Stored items

PR #11603, opened 2026-04-14
fix(tests): Remove error-suppressing catch block

Firehed:
While working on testing the front-controller, I ran into weird behavior where test suites were _clearly_ showing errors yet CI was passing. After much digging and some lost hair, I found that several places in the codebase call `exit` / `exit(0)` — which causes PHPUnit to exit 0 before reaching its result printer, producing false-passes. Bad stuff. This PR removes the pattern from the specific sites that were immediately problematic and unhides the real test failures they were masking.

The now-visible failures are a much wider problem than this PR can tackle, so the ones that surface here are skipped with explanatory `markTestSkipped` messages. Follow-up issues will track each skip and the broader cleanup (AppDispatch constructor running the full request pipeline, every `exit`/`die` in legacy code, the faxsms module not being installed in CI, etc).

[^1]: Over 1000 😭

- Remove catch/`exit` error-suppression in `AppDispatch::getApiService`/`setApiService`
- Change `AccessDeniedHelper::deny()` so it no longer swallows PHPUnit runs
- Change `empty()` to `=== ''` where that was the same pattern
- Set `oe_enable_email` in the globals bag (not just `$GLOBALS`) so the notification cron test can resolve the email service
- Skip four now-visible failing tests with notes for follow-up:
  - `FaxSmsEmailTest` (whole class) — `AppDispatch` constructor runs the full request pipeline; not instantiable from a test
  - `NotificationCronEmailTest` (whole class) — `rc_sms_notification.php` requires the faxsms module schema, which isn't installed in CI
  - `EmailTestServiceTest::directSendDeliversEmail` — send reports success but message never arrives in Mailpit (likely a null-field bug; needs diagnosis)
  - `EmailTestServiceTest::queueTemplatedInsertsAndDelivers` — same symptom on the templated path

Yes — Claude Code assisted with diagnosis (xdebug function tracing to identify the swallowing `exit` sites) and drafting the skip annotations; all changes reviewed before commit.

#### Follow-up issues

Skips introduced here are tracked for follow-up:

- #11622 — Refactor AppDispatch constructor so subclasses can be instantiated in tests (covers `FaxSmsEmailTest` skip)
- #11623 — NotificationCronEmailTest skipped: faxsms module schema not available in CI
- #11624 — EmailTestServiceTest: direct send and templated queue tests report success but message never arrives in Mailpit

### DIFF
--- a/.phpstan/baseline/binaryOp.invalid.php
+++ b/.phpstan/baseline/binaryOp.invalid.php
@@ -21437,11 +21437,6 @@ $ignoreErrors[] = [
     'path' => __DIR__ . '/../../tests/Tests/Certification/HIT1/US_Core_311/InfernoSinglePatientAPITest.php',
 ];
 $ignoreErrors[] = [
-    'message' => '#^Binary operation "\\." between mixed and \'/interface/modules…\' results in an error\\.$#',
-    'count' => 1,
-    'path' => __DIR__ . '/../../tests/Tests/E2e/FaxSmsEmailTest.php',
-];
-$ignoreErrors[] = [
     'message' => '#^Binary operation "\\-" between mixed and 1 results in an error\\.$#',
     'count' => 1,
     'path' => __DIR__ . '/../../tests/Tests/Fixtures/BaseFixtureManager.php',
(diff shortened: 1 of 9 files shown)


Firehed:
I also verified by hand that all CI suites are actually completing now.

PR #11615, opened 2026-04-14
fix(ci): Detect PHPUnit exiting without finishing

### LINKED ISSUE #11614: bug(ci): Exit calls in SUT can give false-positive test pass
Re: #8756 - if code calls exit or die in such a way that the process exits "clean" (with a `0` code), this can abort the test suite. Since the PHPUnit process exits with a success code, CI passes when it should fail or warn.

Firehed:
Fixes #11614

- Creates a PHPUnit extension that registers shutdown detection
- Listens for PHPUnit "finished" events
- If shutdown occurs without having received a finished event, it indicates the SUT triggered an early exit. Exit the process with a nonzero code (some vague searching online indicated 70 is a convention for this type of thing, but any positive integer will fix it)
- Tweaked the dev autoloader so we don't need to make further future adjustments.
- Added a safeguard-for-the-safeguard in the test bootstrap script because of course there was a situation where that was needed 

No


kojiromike:
:boom::boom::boom::boom::boom::boom::boom::boom::boom::boom::boom::boom::boom::boom::boom::boom::boom:

PR #11618, opened 2026-04-14
fix(bootstrap): replace die() with exception for missing session site_id

### LINKED ISSUE #11616: Replace die() with exception in globals.php for missing site_id
## Summary

`interface/globals.php:260` calls `die("Site ID is missing from session data!")` when `$_SESSION['site_id']` is empty in a non-`$ignoreAuth` context. This is problematic for non-web callers (CLI background services, test harnesses) because `die()` terminates the process immediately, bypassing `try`/`catch`/`finally` blocks and shutdown cleanup.

## Problem

When `BackgroundServiceRunner` executes a service whose `require_once` file pulls in `globals.php`, and the session lacks `site_id`, the `die()` call:

1. Kills the process before the runner's `finally` block can release the DB lock (`UPDATE background_services SET running = 0`)
2. Leaves the service in a permanently locked state (`running = 1`) that must be cleared manually
3. Prevents the shutdown handler from running (registered via `register_shutdown_function`, but `die()` inside an included file during `require_once` can short-circuit it depending on context)

## Suggested fix

Replace the `die()` with a thrown exception:

```php
throw new \RuntimeException("Site ID is missing from session data!");
```

This allows callers that wrap `globals.php` inclusion in a `try`/`catch` to handle the failure gracefully, while preserving the same fatal behavior for unprotected web request paths (uncaught exception → 500 error).

## Note

`portal/patient/scripts/app.js:30` checks for the string "Site ID is missing from session data" in AJAX responses. That handler may need updating if the error output format changes, though it's already a fragile pattern (parsing error strings from HTML output).

kojiromike:
## Summary

- Replace `die("Site ID is missing from session data!")` in `globals.php` with `throw new MissingSiteIdException()`
- Introduce `MissingSiteIdException` extending the existing `MissingSiteException`, so callers can catch either the specific session case or the broader "site not identified" family
- This allows callers like `BackgroundServiceRunner` that wrap `globals.php` inclusion in `try`/`catch` to handle the failure gracefully and release DB locks, instead of having the process killed mid-execution

## Notes

`portal/patient/scripts/app.js:30` checks for the string "Site ID is missing from session data" in AJAX responses. That handler relies on parsing the raw `die()` output, which is already fragile. With this change, uncaught exceptions in production won't produce that exact string in the response body (PHP returns a 500 with no body when `display_errors` is off). The JS handler should be updated separately to use a proper error response format.

## Test plan

- [ ] Verify web requests without a session site_id still get a 400 response (the `http_response_code(400)` call is preserved before the throw)
- [ ] Verify CLI callers (e.g. `BackgroundServiceRunner`) can catch `MissingSiteIdException` and clean up gracefully
- [ ] Verify the patient portal session expiry flow still redirects correctly (may need follow-up for `app.js`)

Closes #11616

### DIFF
--- a/interface/globals.php
+++ b/interface/globals.php
@@ -270,7 +270,7 @@ if (empty($siteId) || !empty($_GET['site'])) {
                 require_once("$srcdir/auth.inc.php");
             }
             http_response_code(400);
-            die("Site ID is missing from session data!");
+            throw new \OpenEMR\Common\System\MissingSiteIdException();
         }
 
         $tmp = $_SERVER['HTTP_HOST'];
--- a/interface/globals.php
+++ b/interface/globals.php
@@ -269,7 +269,6 @@ if (empty($siteId) || !empty($_GET['site'])) {
                 $globalsBag->set('srcdir', $srcdir);
                 require_once("$srcdir/auth.inc.php");
             }
-            http_response_code(400);
             throw new \OpenEMR\Common\System\MissingSiteIdException();
         }
 
--- a/src/Common/System/MissingSiteException.php
+++ b/src/Common/System/MissingSiteException.php
@@ -12,7 +12,9 @@
 
 namespace OpenEMR\Common\System;
 
-class MissingSiteException extends \RuntimeException
+use Symfony\Component\HttpKernel\Exception\BadRequestHttpException;
+
+class MissingSiteException extends BadRequestHttpException
 {
     public function __construct(string $message = "Site directory is not configured. OE_SITE_DIR must be set.", int $code = 0, ?\Throwable $previous = null)
     {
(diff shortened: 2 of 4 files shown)


Firehed:
I updated the exception stack slightly: the lower MissingSiteException now extends Symfony HTTPKernel's `BadRequestHttpException` which will set the 400 code correctly; the system error handler knows how to deal with exceptions in that family.

I'm 99% sure this will produce the results you want, so long as nothing is somehow loading globals.php from within a try/catch block and swallowing things.

kojiromike:
@aisle-analyzer

kojiromike:

Backport touches interface/globals.php, which has diverged between master and rel-810. Verify clean apply or rework manually.

PR #11649, opened 2026-04-15
chore: regenerate FHIR R4 classes with php-fhir v4.0.3

kojiromike:
## Summary

Exploratory PR to evaluate what regenerating the FHIR R4 classes looks like using the current dcarbone/php-fhir generator (v4.0.3) versus the 2019-era generated code that has been manually maintained since.

**This PR is intentionally broken** — it regenerates the R4 type classes but does not update the 149 consumer files (605 import references) that depend on the old namespace structure. The purpose is to visualize the scope of the change and decide whether to proceed.

### What changed in the generated code

- `declare(strict_types=1)` throughout
- Native PHP type hints on all parameters and returns
- PHP 8.1 enums for code-based types (vs string wrapper classes)
- Built-in validation via `_getValidationErrors()`
- New shared library infrastructure (`Encoding/`, `Client/`, `Types/`, `Validation/`)
- Updated FHIR R4 spec (v4.0.1 with errata since Dec 2018)
- 1,176 generated files (vs 895 original)

### Namespace mapping

| Old | New |
|-----|-----|
| `OpenEMR\FHIR\R4\FHIRDomainResource\FHIRPatient` | `OpenEMR\FHIR\Versions\R4\Types\FHIRResource\FHIRDomainResource\FHIRPatient` |
| `OpenEMR\FHIR\R4\FHIRElement\FHIRString` | `OpenEMR\FHIR\Versions\R4\Types\FHIRElement\FHIRString` |
| `OpenEMR\FHIR\R4\FHIRResource\FHIRBundle` | `OpenEMR\FHIR\Versions\R4\Types\FHIRResource\FHIRBundle` |

### Remaining work (if we proceed)

- Update 149 consumer files with new namespace imports
- Adapt constructor patterns (array-based → new API)
- Adapt serialization code
- Regenerate PHPStan baseline
- Reapply security hardening (LIBXML_NONET) if not handled by generator

### Generation script

Included at `tools/fhir-gen/generate.php` — requires downloading R4 XSD schemas from HL7 first (see `.gitignore` for excluded artifacts).


kojiromike:
## Level of Effort: Completing This Migration

### Tier 1: Mechanical namespace renames (~1-2 days, scriptable)

135 unique import paths across 149 files with 605 references need updating. Every old import maps 1:1 to a new path — only 2 are truly gone (see Tier 2). This is a sed/rector job with zero ambiguity.

Example mapping:
- `OpenEMR\FHIR\R4\FHIRDomainResource\FHIRPatient` → `OpenEMR\FHIR\Versions\R4\Types\FHIRResource\FHIRDomainResource\FHIRPatient`
- `OpenEMR\FHIR\R4\FHIRElement\FHIRString` → `OpenEMR\FHIR\Versions\R4\Types\FHIRElement\FHIRString`
- `OpenEMR\FHIR\R4\FHIRResource\FHIRBundle` → `OpenEMR\FHIR\Versions\R4\Types\FHIRResource\FHIRBundle`

### Tier 2: API changes (~2-3 days, requires thought)

- **`get_fhirElementName()`** → **`_getFHIRTypeName()`** — 15 call sites, straightforward rename
- **`PHPFHIRResponseParser`** → **`ResourceParser`** (in `OpenEMR\FHIR\Encoding`) — 2 files need adapted to the new parsing API
- **`PHPFHIRHelper`** — deleted with no direct replacement, 1 test file references it
- **`jsonSerialize()` / `xmlSerialize()`** — ~20 call sites, signatures may differ
- **Constructor patterns** — 596 constructor calls total, but most pass scalar values (`new FHIRString("value")`) which still work with the new named-parameter constructors. Only ~8 use array-based construction (`new FHIRBundleEntry($array)`) that would need rewriting.

### Tier 3: Integration & validation (~2-3 days)

- Regenerate PHPStan baseline for the new files
- Run the FHIR test suite and fix failures
- Verify JSON/XML serialization output matches expected FHIR format
- Check `LIBXML_NONET` security hardening — the old code had this added manually; the new generator may or may not include it
- Composer autoloading updates for new directory structure

### Summary

**~5-8 days of focused work.** The bulk is mechanical (Tier 1). The risk is in Tiers 2-3 where behavior might subtly change — particularly serialization output and the response parser, since those are the integration surface with external systems.

kojiromike:
Surfacing an incidental benefit noticed during an agentic-tooling audit:

`src/FHIR/R4/PHPFHIRParserMap.php` is 1.8 MB, which exceeds the ~1 MB file-size cap most LSPs (and some static analyzers) enforce. In practice the class is silently dropped from the type graph — IDE jump-to-definition fails on it, agent symbol lookups miss it, PHPStan indexing skips it. Users don't know why; they just see flaky tooling on anything that references the parser map.

This PR deletes that file entirely (−61,474 lines) and replaces the runtime with a proper `src/FHIR/Encoding/ResourceParser.php`. Adapting the 149 consumer files is the real work, but the regeneration would restore LSP/analyzer coverage for the parser as a side effect — worth factoring into the decision to push through.

Assisted-by: Claude Code

kojiromike:
@adunsulag what do you think about us trying to implement this? I'm somewhat amazed that regenerating the fhir code is this massive a change, but at least fixing the src/FHIR/R4/PHPFHIRParserMap.php problem is probably worth doing, not to mention the typing improvements and other modernizations. What would break here if we got it wrong?

adunsulag:
If we are passing inferno we should be good.  If we got this wrong we'd see a lot of problems in the GET requests for the FHIR apis.  There are annoying spots where some of the APIs have relied on the array hydration behavior and others have done specific type handling around FHIRString, FHIRId, etc. Those are the problems off the type of my head.  Again, my thoughts are that if it passes inferno, we are probably good to go forward with this.

kojiromike:
Thank goodness @Firehed noticed the problems with inferno before I decided to dive back into this!

Issue #10771, opened 2026-02-13
Database migrations: add utility methods/trait for common operations


Firehed:
This requires some more research on what makes sense to add. A LOT of the utilities in the home-rolled migration tooling are irrelevant when migrations are managed properly through doctrine/migrations (various conditional DDL changes)

Data changes in the `list_options` table seem relatively common, so having a streamlined way to handle that would be nice. There are probably others that get seeded with a lot of data which would similarly benefit. This doesn't all need to be done at once but I want to be mindful of the need and avoid reinventing wheels.

PR #11653, opened 2026-04-15
chore(db): Baseline tooling for doctrine/migrations conversion

Firehed:
In projects using a lot of migration scripts (as OpenEMR inevitably will), there's an annoying behavior where the tooling will inspect the DB's schema (table by table, IIIRC) and get progressively slower as you have more tables and migration. We're talking minutes, not a few seconds.

This adds a trait that works around the issue, and at the same time sets up some default configuration for all tables. It also adds a convenience wrapper for creating PKs, since the default syntax is quite verbose for the common-case.

Adds new migrations tooling trait and tests

Tests were AI


Firehed:
This was progress on #10771.

PR #11659, opened 2026-04-16
fix(messages): resolve index mismatch in deleteItem using ID-based matching

Bakul2006:
Previously, deletion relied on the index from a filtered view (state.items) to access state.allItems, which could result in removing the wrong message. This change ensures the correct item is deleted regardless of filtering or ordering.In place of that I have implemented filtering on the basis of the Message  ID. Now  This will fix up the issue of deleting wrong messages due to the indexing miss-match  in both the files.

- Switched from index-based to ID-based deletion in `deleteItem()`
- Fixed incorrect deletions caused by mismatch between filtered and full message lists

No

### DIFF
--- a/portal/messaging/messages.php
+++ b/portal/messaging/messages.php
@@ -246,13 +246,18 @@ function getAuthPortalUsers()
                     $scope.currentPage = this.n;
                 };
 
-                $scope.deleteItem = function (idx) {
+                $scope.deleteItem = function (item) {
                     if (!confirm($scope.xLate.confirm.one)) return false;
-                    const itemToDelete = $scope.allItems[idx];
-                    const idxInItems = $scope.items.indexOf(itemToDelete);
-                    $scope.deleteMessage(itemToDelete.mail_chain); // Just this user's message
-                    $scope.items.splice(idxInItems, 1);
-                    $scope.search();
+
+                    const itemId = item && item.id ? item.id : item;
+                    const idxInAllItems = $filter('getById')($scope.allItems, itemId);
+                    if (idxInAllItems === null) {
+                        return false;
+                    }
+
+                    const itemToDelete = $scope.allItems[idxInAllItems];
+                    $scope.deleteMessage(itemToDelete.mail_chain || itemToDelete.id);
+                    $scope.selected = null;
                     $scope.init()
                     return false;
                 };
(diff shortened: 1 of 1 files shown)


portal/messaging/messages.php
```diff
@@ -246,13 +246,18 @@ function getAuthPortalUsers()
...
-                    $scope.search();
+
+                    const itemId = item && item.id ? item.id : item;
+                    const idxInAllItems = $filter('getById')($scope.allItems, itemId);
+                    if (idxInAllItems === null) {
+                        return false;
+                    }
+
+                    const itemToDelete = $scope.allItems[idxInAllItems];
+                    $scope.deleteMessage(itemToDelete.mail_chain || itemToDelete.id);
```
kojiromike, line 259: When does `itemToDelete.mail_chain` end up falsy, warranting the `|| itemToDelete.id` fallback? The server-side `updatePortalMailMessageStatus` in `portal/lib/portal_mail.inc.php:293` keys the delete on `WHERE (mail_chain = ? OR id = ?)`, so both paths resolve to the right rows, but the original comment `// Just this user's message` suggested `mail_chain` was chosen deliberately for chain-scoped soft-delete. If `mail_chain` is always populated on a valid message, the fallback is dead code; if it isn't, the semantics drift slightly. Could you add a brief inline comment describing the case the fallback covers?

portal/messaging/messages.php
```diff
@@ -246,13 +246,18 @@ function getAuthPortalUsers()
...
+                    $scope.selected = null;
```
kojiromike, line 260: This looks redundant — the next line calls `$scope.init()`, which calls `isInboxSelected()` → `search()` → `groupToPages()` (line 208), and `groupToPages()` already sets `$scope.selected = null`. Is this an intentional optimistic UI nudge before the async `init()` reload settles, or can it be dropped?

kojiromike (commented):
Thanks for tackling this — the filtered-index vs. `allItems` mismatch is real and ID-based lookup is the right direction.

A few things to address alongside Copilot's points on `init()` behavior and silent-return handling:

**"Both the files"** — the PR description says this fixes "both the files" but only `portal/messaging/messages.php` is modified. Which other file did you intend? (The second `deleteItem(items.indexOf(selected))` at line 678 is inside an HTML comment block, so it's dead code — is there a similar bug in another file like `interface/main/messages/` that was meant to be included?)

**Commit message format.** The commit `Solving the indexing bug of deleting messages` doesn't match Conventional Commits and will fail the CI check. Please reword to match the PR title, e.g. `fix(messages): resolve index mismatch in deleteItem using ID-based matching`.

**AI assistance question.** The `#### Was an AI assistant used? Yes / No` line in the PR description is unanswered. If AI helped write any of this, please add an `Assisted-by` trailer to the commit per the project's CLAUDE.md.

portal/messaging/messages.php
Bakul2006: Yes, this was added to provide an immediate UI update before the async init() flow completes. Happy to remove it if you prefer keeping the logic centralized in init().

portal/messaging/messages.php
Bakul2006: The fallback to `id` was added as a safety measure in case mail_chain is not present on certain messages. e.g. Legacy Data

kojiromike:

One CI failure on this PR — verify whether it's real or a flake before merging/backporting.

Bakul2006:
@kojiromike I checked the failing codecov/patch.
portal/messaging/messages.php
The uncovered lines are from frontend (AngularJS) code in messages.php, 
which isn't currently covered by tests in this repository.So this appears to be expected rather than a regression.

= ACTIVITY =
The lines to extract from the data above begin with the line containing "- If shutdown" and end with the line containing "- Tweaked the". Extract them exactly, including both.

= RESPONSE TO THE TASK =
- If shutdown occurs without having received a finished event, it indicates the SUT triggered an early exit. Exit the process with a nonzero code (some vague searching online indicated 70 is a convention for this type of thing, but any positive integer will fix it)
- Tweaked the dev autoloader so we don't need to make further future adjustments.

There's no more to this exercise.